▶ [Input data]
####################

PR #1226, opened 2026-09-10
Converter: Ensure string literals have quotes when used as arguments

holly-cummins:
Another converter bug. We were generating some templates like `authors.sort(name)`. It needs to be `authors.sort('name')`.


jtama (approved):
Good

####################

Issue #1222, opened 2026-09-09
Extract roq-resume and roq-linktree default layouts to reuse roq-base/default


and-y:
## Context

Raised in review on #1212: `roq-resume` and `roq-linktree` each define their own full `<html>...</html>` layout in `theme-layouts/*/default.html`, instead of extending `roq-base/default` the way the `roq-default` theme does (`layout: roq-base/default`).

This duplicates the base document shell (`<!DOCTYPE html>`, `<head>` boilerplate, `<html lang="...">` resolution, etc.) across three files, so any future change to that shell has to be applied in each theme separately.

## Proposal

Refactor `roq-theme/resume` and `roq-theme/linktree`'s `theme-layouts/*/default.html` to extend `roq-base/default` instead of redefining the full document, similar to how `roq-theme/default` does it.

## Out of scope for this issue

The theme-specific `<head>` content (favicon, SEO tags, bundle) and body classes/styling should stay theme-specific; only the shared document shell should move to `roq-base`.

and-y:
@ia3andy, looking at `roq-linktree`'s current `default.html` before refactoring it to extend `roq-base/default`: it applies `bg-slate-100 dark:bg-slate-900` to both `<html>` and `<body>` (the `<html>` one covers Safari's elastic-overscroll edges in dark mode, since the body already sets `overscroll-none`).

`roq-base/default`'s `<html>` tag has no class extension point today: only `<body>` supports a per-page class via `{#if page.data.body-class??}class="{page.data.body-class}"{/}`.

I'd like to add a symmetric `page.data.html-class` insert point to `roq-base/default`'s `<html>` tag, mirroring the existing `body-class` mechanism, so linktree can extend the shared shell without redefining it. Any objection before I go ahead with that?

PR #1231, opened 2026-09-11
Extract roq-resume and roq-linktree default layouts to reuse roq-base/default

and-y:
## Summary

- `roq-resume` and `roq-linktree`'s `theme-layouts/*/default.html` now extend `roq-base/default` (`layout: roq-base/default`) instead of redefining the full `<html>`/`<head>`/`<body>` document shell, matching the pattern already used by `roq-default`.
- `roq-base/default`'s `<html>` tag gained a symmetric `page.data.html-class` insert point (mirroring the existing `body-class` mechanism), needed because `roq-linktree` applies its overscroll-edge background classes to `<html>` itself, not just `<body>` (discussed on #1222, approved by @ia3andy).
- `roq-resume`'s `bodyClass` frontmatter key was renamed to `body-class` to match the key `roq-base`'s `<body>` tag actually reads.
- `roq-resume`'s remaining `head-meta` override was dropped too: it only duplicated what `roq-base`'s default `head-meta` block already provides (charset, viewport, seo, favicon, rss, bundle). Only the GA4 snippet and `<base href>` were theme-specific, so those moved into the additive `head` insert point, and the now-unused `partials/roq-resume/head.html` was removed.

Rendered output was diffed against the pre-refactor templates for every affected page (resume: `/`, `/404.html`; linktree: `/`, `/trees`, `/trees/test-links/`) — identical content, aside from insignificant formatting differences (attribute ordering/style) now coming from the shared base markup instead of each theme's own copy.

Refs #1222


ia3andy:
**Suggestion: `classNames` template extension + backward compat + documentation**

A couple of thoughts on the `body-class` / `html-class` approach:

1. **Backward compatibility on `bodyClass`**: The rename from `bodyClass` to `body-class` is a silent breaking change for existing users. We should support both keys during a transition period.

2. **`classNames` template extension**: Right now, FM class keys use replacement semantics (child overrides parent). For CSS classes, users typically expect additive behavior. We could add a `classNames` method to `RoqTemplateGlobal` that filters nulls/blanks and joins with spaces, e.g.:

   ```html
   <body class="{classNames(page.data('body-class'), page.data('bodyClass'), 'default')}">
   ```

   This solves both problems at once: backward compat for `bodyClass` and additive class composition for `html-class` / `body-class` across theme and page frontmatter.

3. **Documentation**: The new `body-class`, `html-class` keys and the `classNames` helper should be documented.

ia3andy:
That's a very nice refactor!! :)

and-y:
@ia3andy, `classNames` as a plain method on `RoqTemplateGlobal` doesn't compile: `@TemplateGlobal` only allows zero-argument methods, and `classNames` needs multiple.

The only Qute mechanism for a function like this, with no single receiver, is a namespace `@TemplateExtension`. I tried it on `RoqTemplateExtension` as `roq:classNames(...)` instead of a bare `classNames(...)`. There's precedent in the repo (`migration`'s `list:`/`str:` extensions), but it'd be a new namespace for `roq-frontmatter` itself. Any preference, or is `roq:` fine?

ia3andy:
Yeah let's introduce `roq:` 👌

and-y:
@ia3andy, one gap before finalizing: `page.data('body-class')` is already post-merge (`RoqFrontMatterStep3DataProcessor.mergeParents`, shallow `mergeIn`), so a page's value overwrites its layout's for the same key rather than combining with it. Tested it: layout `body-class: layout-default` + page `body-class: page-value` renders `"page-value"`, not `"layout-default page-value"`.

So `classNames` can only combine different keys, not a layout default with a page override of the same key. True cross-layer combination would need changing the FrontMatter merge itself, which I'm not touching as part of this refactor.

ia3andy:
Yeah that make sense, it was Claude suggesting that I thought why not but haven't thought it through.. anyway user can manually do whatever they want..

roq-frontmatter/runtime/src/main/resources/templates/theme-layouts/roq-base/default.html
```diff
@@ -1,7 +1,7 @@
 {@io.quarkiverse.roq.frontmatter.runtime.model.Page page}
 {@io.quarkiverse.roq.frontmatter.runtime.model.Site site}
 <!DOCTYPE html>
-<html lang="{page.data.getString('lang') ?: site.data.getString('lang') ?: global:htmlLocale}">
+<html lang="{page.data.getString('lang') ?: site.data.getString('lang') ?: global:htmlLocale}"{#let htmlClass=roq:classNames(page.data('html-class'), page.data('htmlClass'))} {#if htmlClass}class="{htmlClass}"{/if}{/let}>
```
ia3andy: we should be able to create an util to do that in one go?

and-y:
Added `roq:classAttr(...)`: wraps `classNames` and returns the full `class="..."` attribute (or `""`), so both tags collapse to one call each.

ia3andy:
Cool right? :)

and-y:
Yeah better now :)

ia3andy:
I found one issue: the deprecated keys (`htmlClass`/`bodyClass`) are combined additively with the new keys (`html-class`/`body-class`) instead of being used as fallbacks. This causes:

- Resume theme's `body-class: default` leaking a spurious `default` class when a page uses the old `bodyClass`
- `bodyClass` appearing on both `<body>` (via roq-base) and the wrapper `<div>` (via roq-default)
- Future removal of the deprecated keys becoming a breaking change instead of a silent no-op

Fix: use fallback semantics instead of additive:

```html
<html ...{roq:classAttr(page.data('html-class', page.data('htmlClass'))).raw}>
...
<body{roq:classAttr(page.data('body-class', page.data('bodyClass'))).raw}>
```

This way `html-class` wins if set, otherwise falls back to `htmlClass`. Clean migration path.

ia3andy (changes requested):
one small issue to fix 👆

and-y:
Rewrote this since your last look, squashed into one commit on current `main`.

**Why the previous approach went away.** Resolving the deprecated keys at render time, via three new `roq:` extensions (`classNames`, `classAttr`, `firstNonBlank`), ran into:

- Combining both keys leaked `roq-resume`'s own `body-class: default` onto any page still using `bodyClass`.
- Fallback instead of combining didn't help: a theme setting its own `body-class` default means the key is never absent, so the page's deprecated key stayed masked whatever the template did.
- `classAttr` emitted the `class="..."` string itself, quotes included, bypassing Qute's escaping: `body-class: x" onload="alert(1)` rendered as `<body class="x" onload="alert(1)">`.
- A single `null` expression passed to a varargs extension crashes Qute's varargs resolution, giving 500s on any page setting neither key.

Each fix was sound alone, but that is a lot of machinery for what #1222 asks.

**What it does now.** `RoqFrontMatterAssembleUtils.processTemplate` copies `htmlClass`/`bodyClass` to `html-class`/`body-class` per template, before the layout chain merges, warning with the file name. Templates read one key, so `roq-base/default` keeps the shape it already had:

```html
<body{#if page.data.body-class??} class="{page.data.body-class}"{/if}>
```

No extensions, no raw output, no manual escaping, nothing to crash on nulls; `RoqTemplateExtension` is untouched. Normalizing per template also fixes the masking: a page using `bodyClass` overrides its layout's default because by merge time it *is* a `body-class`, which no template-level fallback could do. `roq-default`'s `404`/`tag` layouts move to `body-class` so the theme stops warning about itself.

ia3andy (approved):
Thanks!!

####################

▶ [Exercise objective] Out of the records above, pick each line that contains the string "classAttr".

▶ [Written solution]
Added `roq:classAttr(...)`: wraps `classNames` and returns the full `class="..."` attribute (or `""`), so both tags collapse to one call each.
<html ...{roq:classAttr(page.data('html-class', page.data('htmlClass'))).raw}>
<body{roq:classAttr(page.data('body-class', page.data('bodyClass'))).raw}>
**Why the previous approach went away.** Resolving the deprecated keys at render time, via three new `roq:` extensions (`classNames`, `classAttr`, `firstNonBlank`), ran into:
- `classAttr` emitted the `class="..."` string itself, quotes included, bypassing Qute's escaping: `body-class: x" onload="alert(1)` rendered as `<body class="x" onload="alert(1)">`.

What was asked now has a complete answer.